Trellis Platform
arus
The nonprofit operating system — middleware that wires disconnected tools into a unified data layer, then adds AI/ML intelligence on top
The Problem Everyone Shares
Every nonprofit we've researched — all 178 of them — runs on a patchwork of disconnected systems. A donor CRM that doesn't talk to accounting. A case management tool that doesn't connect to outcomes reporting. Grant compliance tracked in spreadsheets. Payroll allocated across programs by hand.
The staff aren't doing mission work. They're being the integration layer between systems that should be talking to each other automatically.
The cycle is always the same: funding comes in → compliance and security consume bandwidth → program delivery happens despite the infrastructure → back to fundraising → repeat. At every stage, the tech is working against them.
Nonprofits don't have a technology problem. They have a wiring problem. The tools exist. QuickBooks works. Bloomerang works. Apricot works. What doesn't work is the space between them.

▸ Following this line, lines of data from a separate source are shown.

PR #14627, opened 2019-04-30
updating autoscaler api versions

kalexand-rh:
per https://github.com/openshift/cluster-autoscaler-operator/tree/master/examples

@vikram-redhat, can I merge?

### DIFF
--- a/modules/cluster-autoscaler-cr.adoc
+++ b/modules/cluster-autoscaler-cr.adoc
@@ -11,7 +11,7 @@ values for the ClusterAutoscaler.
 
 [source,yaml]
 ----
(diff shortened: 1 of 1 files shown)


vikram-redhat:
@kalexand-rh - would this resource definition need changing as well? https://docs.openshift.com/container-platform/4.1/machine_management/applying-autoscaling.html#machine-autoscaler-cr-applying-autoscaling

kalexand-rh:
@vikram-redhat, not according to the samples in that link.

vikram-redhat:
Yikes. I thought that they would have wanted to keep them the same.

kalexand-rh:
¯\_(ツ)_/¯
I'll check again before GA.

PR #16085, opened 2019-07-31
bug  1724684 clarifying AWS key/token type

kalexand-rh:
https://bugzilla.redhat.com/show_bug.cgi?id=1724684

@openshift/team-documentation, PTAL. It's the same note in multiple places.

### DIFF
--- a/modules/installation-aws-iam-user.adoc
+++ b/modules/installation-aws-iam-user.adoc
@@ -39,5 +39,13 @@ individual components, so the same credentials are used by all components.
 `AdministratorAccess` policy.
 
 . Record the access key ID and secret access key values. You must use these
-values when you configure your local machine to run the installation program, and this is
-the only time that you can obtain them.
+values when you configure your local machine to run the installation program.
++
+[IMPORTANT]
+====
+You cannot use a temporary session token that you generated while using a
+multi-factor authentication device to authenticate to AWS when you deploy a
+cluster. The cluster continues to use your current AWS credentials to
+create AWS resources for the entire life of the cluster, so you must
+use key-based, long-lived credentials.
+====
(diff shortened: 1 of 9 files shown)


modules/installation-aws-iam-user.adoc
```diff
@@ -32,6 +32,17 @@ AWS permissions and attach it to the user, this is not the preferred option.
 The cluster will not have the ability to grant additional credentials to
 individual components, so the same credentials are used by all components.
 ====
++
+[IMPORTANT]
```
huffmanca: Reading this section I don't see where a token would be used here, although it's quite possibly my own ignorance in this regard. :) Checking the link on creating an IAM user in AWS I don't see reference to tokens, either.

Are we certain this section is relevant for creating an IAM user?

modules/installation-launching-installer.adoc
```diff
@@ -68,6 +68,17 @@ process uses to the installation program.
 .. If you do not have an AWS profile stored on your computer, enter the AWS
 access key ID and secret access key for the user that you configured to run the
 installation program.
++
+[IMPORTANT]
+====
+You must not use a temporary session token that you generated while using a
```
huffmanca: Would it be better to put this in the prerequisites where we discuss obtaining the access token?

huffmanca (commented):
I have no issues with the content, just a couple questions regarding its location.

modules/installation-aws-iam-user.adoc
kalexand-rh: I think it needs to be mentioned in this module, but it's more relevant in a later step.

modules/installation-launching-installer.adoc
kalexand-rh: It's not this access token. :)
I wish that they hadn't made the installer smart enough to generate your credentials for you - creating the credentials was briefly a separate step in its own module, and that's where it would make most sense. Supplying your AWS creds is not technically a prereq at all. I think your suggestion's good, though, so I'm moving this information to the assembly prereqs.

kalexand-rh:
@huffmanca +1'd the edits in Slack, and the original change was approved on the source bug. I'll let QE know that there were some edits, but I think this is fair to merge.

PR #16095, opened 2019-08-01
bug 1725079 updates based on more feedback

kalexand-rh:
From more comments on https://bugzilla.redhat.com/show_bug.cgi?id=1725079

### DIFF
--- a/modules/installation-bare-metal-config-yaml.adoc
+++ b/modules/installation-bare-metal-config-yaml.adoc
@@ -31,9 +31,9 @@ networking:
   serviceNetwork: <9>
   - 172.30.0.0/16
 platform:
-  none: {}
-pullSecret: '{"auths": ...}' <10>
-sshKey: 'ssh-ed25519 AAAA...' <11>
+  none: {} <10>
+pullSecret: '{"auths": ...}' <11>
+sshKey: 'ssh-ed25519 AAAA...' <12>
 ----
 <1> The base domain of the cluster. All DNS records must be sub-domains of this
 base and include the cluster name.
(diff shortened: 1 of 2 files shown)


mburke5678:
@kalexand-rh LGTM

kalexand-rh:
Thank you, @mburke5678! I'm going to make sure that QE's ok with the clarifications before I merge.

modules/installation-bare-metal-config-yaml.adoc
```diff
@@ -57,7 +57,8 @@ If you disable simultaneous multithreading, ensure that your capacity planning
 accounts for the dramatically decreased machine performance.
 ====
 <4> This parameter controls the number of workers that the cluster deploys for
-you, so you must set the number of workers to `0` in this file. Remember that you
+you. Because the cluster cannot provision workers for you,
+you must set the number of workers to `0` in this file. Remember that you
```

Trellis is the platform that fills that space.
arus
Fit Matrix
Layer 1: Map the Broken Landscape
Before building anything, we map how a nonprofit actually operates — not how they should operate, how they do. The full operational pipeline: funding sources through revenue intake, finance and accounting, program delivery, HR and volunteers, communications, compliance and reporting.
For a typical 30-person nonprofit with a $500K–$5M budget, the map reveals the same pattern every time: 6-10 disconnected SaaS tools, manual data re-entry between all of them, spreadsheets as the universal glue, and staff spending 30-40% of their time being the human middleware between systems.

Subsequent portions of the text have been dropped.